I watch her move down the hallway in short, quick steps until she rounds the corner and is gone.
No drama, no slammed door. Just a quiet walk down the hall that hits me harder than it should.
Andrei’s words return to mind—not everyone distracts you.
But she does. She distracts me, disarms me. She makes me want things I have no business wanting, not with Garin circling, not with the IPO on the brink the way it is. Not with half the city wanting me to fall so they can pick my corpse clean.
But when she walked away a part of me followed her.
And that’s more dangerous than I want to admit.
CHAPTER 15
ROMAN
“Roman Barinov. Always a pleasure. You look well.”
The office belongs to a man who understands appearances and cares about them deeply.
Glass walls. Pale wood. Neutral art that looks expensive yet doesn’t catch the eye. It’s the kind of place designed to reassure investors and ease suspicion in equal measure. My contact used the bland euphemism financial services.
I know what that means—money laundering, overseas account management, perhaps a bit of technically-legal tax evasion. But I’m not here for any of that. I’m here for answers.
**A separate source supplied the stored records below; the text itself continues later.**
PR #2191, opened 2024-07-16
chore: upgrade libp2p to 0.44.0

varunsrin:
## Why is this change needed?

Upgrades libp2p one minor version up ([Release Notes](https://github.com/libp2p/js-libp2p/releases/tag/v0.44.0) | [Migration Guide](https://github.com/libp2p/js-libp2p/blob/main/doc/migrations/v0.43-v0.44.md))

### Breaking Change in Autodial + Connection Manager Behavior

libp2p's ConnectionManager now has a default minConnection threshold of 50. If the number of active connections is < this number, it will attempt to redial peers that are in the store. 

Since we only disconnect peers and do not remove them from our store, the naive upgrade causes us to reconnect immediately to peers unexpectedly. We now set the threshold explicitly to 0 to prevent this. We should consider also removing peers from the peer store in a future upgrade. 

## Merge Checklist

---

## PR-Codex overview
This PR upgrades `libp2p` to version 0.44.0, updates `@chainsafe/libp2p-gossipsub` to 6.2.0, and introduces `@libp2p/interface-connection-gater` version 2.0.1.

### Detailed summary
- Upgraded `libp2p` to 0.44.0
- Updated `@chainsafe/libp2p-gossipsub` to 6.2.0
- Added `@libp2p/interface-connection-gater` version 2.0.1

> The following files were skipped due to too many changes: `yarn.lock`


sanjayprabhu:
The intention behind `removePeerFromAddressBook` is to kick the peer from the network. We use this in two places:
1. To prevent connecting to "invalid" peers (not in allow list, below min version etc)
2. To prevent connecting to peers that don't have a reachable rpc port

So, I think the the fact that autodial would override this is the bug and I don't think we were aware of that when it was implemented. We should remove from the peerStore if that will fix it.

CassOnMars (approved):

sanjayprabhu (approved):

Wazzymandias (approved):

Issue #2167, opened 2024-07-12
Shuttle live service is throwing "unique constraint error" (not a bug, but can be improved imo)


chetankashetti:
**What is the bug?**
Shuttle live subscription will intermittently throws unique constraint error. 
since its throwing error, it can cause application to crash. ideally if we can ignore that error that would be great.
![image](https://github.com/user-attachments/assets/2d7b85a5-524f-4e83-95eb-ac36edcf62a2)

**How can it be reproduced?**
If same message hash is processed twice this should appear.

tybook:
Running into this as well with latest version (v0.5.3) of shuttle, with near-identical fork of the example-app. I'm not sure this is "not a bug" like the original title here says, though. 

Getting this on a near-identical fork of the example-app, with redis being completely flushed beforehand:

The man’s name is Levshin. He smiles just a bit too easily and sits too comfortably for someone responsible for managing the money of some of the heaviest hitters in Chicago. His suit is tailored a bit too well for someone who is, as I’m sure he tells his peers, adjacent to syndicate activity.
“Please. Sit.”
Andrei and I ease into the leather chairs across from his desk.
“Now, I’d love to know what brings you to my office. I believe our mutual contact said you were wanting some sort of information?”
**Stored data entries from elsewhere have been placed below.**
PR #2201, opened 2024-07-22
fix(core): add faker back as a dependency as it is used

### LINKED ISSUE #2031: bug(core) Faker library is bundled instead of being set as dependency
**What is the bug?**
The issue has been introduced by https://github.com/farcasterxyz/hub-monorepo/pull/961
Instead of removing the import of Faker lib, removing it from the package.json dependency when it is actually used by farcaster/core made things worse as now the entire faker lib is bundled with farcaster/core.
As a consequence, it will be imported multiple times if other modules use it, and it generates a SWC error in NextJs build (at least), as it creates a conflict of identifier.
As a consequence, projects using farcaster/core have to disable SwcMinify for NextJs compilation. This is a bad practice and will not be possible anymore with NextJs15.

His tone is tinged with a bit of old country accent. No doubt it was thicker at one point. Men like him are always so eager to become American yet can’t escape the old country’s ways.
“You know what I’m looking for. There have been whispers to some of my investors.”
He sits back. “Yes, your IPO. What sorts of whispersare you speaking of?”
Andrei leans forward. “You know who we are. And you know why we’re here. So let’s dispense with the bullshit where you pretend you don’t know what we’re talking about.”
The easy, comfortable smile on Levshin’s face vanishes. It’s clear he’d been hoping to throw a little smoke to get our attention off of him and send us out of here clueless.
Not a chance in hell.
“Whispers,” I say, redirecting his attention. “I want to know where they’re coming from, who’s trying to sabotage my plans.
Levshin glances away as if having one last internal debate about whether or not he’s going to try to swerve me. A heavy sigh slips out before he speaks.
“You have enemies who don’t want to see you succeed. You know this. They’re countless in this town.”
“I know I have enemies,” I reply. “But most of them are nobodies, content to seethe because they know they lack the power to do anything but. Whoever’s spreading this informationhas both the ability to access said informationandto disseminate it without signaling who they are.”
Levshin nods slowly. “Right. Someone is feeding information to multiple channels,” he admits. “Not enough to convict—you’ve been too good about keeping your nose clean, publicly at least—for that. But still, they’re able to spread just enough to make people nervous.”
“To whom?” I ask.
“The usual. Banks. Journalists. Law enforcement.”
Law enforcement. My face remains neutral.